24 Ekim 2017 Salı

Mülteci Düşmanlığı

Ülkemizde ırkçılığın yeni hedefi, Suriyeliler. Suriye’de iç savaşın başladığı 2011 yılından bu yana ülkemize gelen Suriyelilerin sayısı resmi rakamlara göre, 2 milyon 900 bin ancak resmi olmayan sayılarla bu rakamın 3,5 milyon olduğu tahmin ediliyor. Antalya’da kayıtlı Suriyeli sayısı 400 kişi civarında ama kayıtlı olmayanların sayısının 10 bin kişi olduğu tahmin ediliyor.

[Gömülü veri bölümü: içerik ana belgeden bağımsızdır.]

PR #9935, opened 2021-10-20
improve graph validation error messages

wochinge:
**Proposed changes**:
- improve the error messages when the graph schema validation fails
- add handling of case if the specified parent node doesn't exist in the graph


wochinge:
I didn't adapt warnings for cycles or invalid targets as these should be purely internal

koaning:
I suppose a more general question: when are these validations triggered? Do we validate on calling `rasa train` or `rasa run`? Or can we also trigger it manually from the command line? 

I can imagine that for the novice who is trying to port components it can be very useful to manually ask Rasa to validate a single component without having to parse through all the train logs.

PR #10012, opened 2021-10-29
markers / validation

### LINKED ISSUE #9964: Success Markers: validate config
**Definition of Done**
- [ ] Add checks to all `from_config` functions
- [ ] Add check for marker name uniqueness
- [ ] Add unit tests
- [ ] Add checks against domain -- also needs to be added to CLI
- [ ] handle TODO from [this commit](https://github.com/RasaHQ/rasa/pull/10003/commits/8557f1d8e679392930321ae10fec48ad45258416)

ka-bu:
**Proposed changes**:
- closes #9964

**Overview**
- "atomic/compound" vs "condition/operator"
    * renamed since I guess we will call it the latter in docs and the code was only half-way consistent anyway 😅 
- tag vs name:
    * often, "marker_name" was used to describe a "tag" that must be of a predefined set, while there is also a "name" parameter that can actually set to something arbitrary --> renamed "marker_name" to "tag" where appropriate
    * since "tag" can now be a positive or negative one --> renamed "tag()" to "positive_tag()" since it returns just that
- expected number of sub-markers:
    * I've split the not marker into it's own class since otherwise the expected number of sub-markers would've depended on whether the marker was negated or not .... which I found a bit too confusing
    * tests are adapted accordingly already  + a test is added to check whether we raise an error if a certain number of markers is expected but one more is passed 
 - config_dict vs from_path
    * the "from_config_dict" is gone because we would not have been able to raise errors that point you to the right file where you have to search for the error -> two step approach now that first reads the yamls, checks the top level (custom marker names) and retains the links to the files
 -  config format:
     * no listing of text parameters under a single condition tag anymore
     * no implicit and marker under a top-level custom marker name anymore

**TODO**
- [ ] tests and hopefully not many fixes :D 
- [ ] check against domain


tests/core/evaluation/test_marker.py
```diff
@@ -517,14 +513,145 @@ def test_markers_cli_results_save_correctly(tmp_path: Text):
         assert len(senders) == 5
 
 
-def test_all_operators_in_schema():
-    operators_in_schema = rasa.shared.utils.schemas.markers.OPERATOR_SCHEMA["enum"]
-    operators_in_schema = {tag.lower() for tag in operators_in_schema}
+def collect_slots(marker: Marker) -> Set[Text]:
```
ka-bu, line 516: we can merge these 3 functions into one :)

rasa/cli/evaluate.py
```diff
@@ -128,8 +133,16 @@ def _run_markers(
             "A file with the stats filename already exists"
         )
 
-    tracker_loader = _create_tracker_loader(endpoint_config, strategy, count, seed)
+    domain = Domain.load(domain_path)
     markers = Marker.from_path(config)
+
+    if not markers.validate_against_domain(domain):
```
ka-bu, line 139: nice idea to just "bubble up" the warnings and then decide to break it here to gather all warnings first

Ülkelerindeki iç savaştan kaçıp ülkemize sığınan bu insanlar, başta siyasiler olmak üzere, yazılı basın, görsel ve sosyal medya üzerinden sürekli hedef gösteriliyorlar ve ırkçı saldırıların hedefi oluyorlar.  Antalya’da yaşayan Suriyeliler de bu saldırılardan ve hedef gösterilmeden nasibini alıyor.

Bunun son örneği Hürses Gazetesi ve www.haberantalya.com adlı internet sitesinde yazan Abdullah Yalçın’a ait*.  Abdullah Yalçın, Basın Yayın ve Enformasyon Genel Müdürlüğü  ile Sığınmacılar ve Göçmenlerle Dayanışma Derneğinin organize ettiği “Basın Mensupları için Göç ve Mültecilik Konularında Bilgi ve Farkındalık Projesi” kapsamında seminere katıldıktan sonra, ülkemizdeki Suriyeli Mültecilerin kalıcı olduğu algısına kapılmış ve paniklemiş.  Ardından da hemen her yerde ve sürekli duyduğumuz o veciz cümleleri kurmuş. “Kimse kusura bakmasın ama benim ülkemde evine ekmek götüremeyen yurdum insanı bile varken, göçmen ve sığınmacı adı altındaki kişiler yine benim ülkemde rahat yaşıyor. Benim askerim Suriye’de savaşırken, şehit düşerken, dalyan gibi Suriyeli gençler Konyaaltı sahilinde tatil yapıyor”

Abdullah Bey kusura bakmasın ama ülkemizdeki işsizliğin sorumlusu Suriyeliler değil. Ülkemizde işsizlik her zaman sorundu ve bu neo-liberal politikalarla da sorun olmaya devam edecek. O sizin hedef gösterdiğiniz Suriyelilerin neredeyse tamamına yakını, kayıt dışı olarak çalıştırılıyor. Bakın çalışıyor demiyorum, çalıştırılıyor diyorum.  Bu ülkede Suriyelilerin kayıt dışı çalıştırılmasıyla övünen Bakan var. Bakın Başbakan Yardımcısı Veysi KAYNAK ne diyor; “ Türkiye, 3 milyon insanı beşeri sermaye olarak görmelidir. Birçok ilde Suriyeliler olmazsa, düz işçilik yapan yok. Suriyeliler olmazsa, fabrikalarımız durur.” 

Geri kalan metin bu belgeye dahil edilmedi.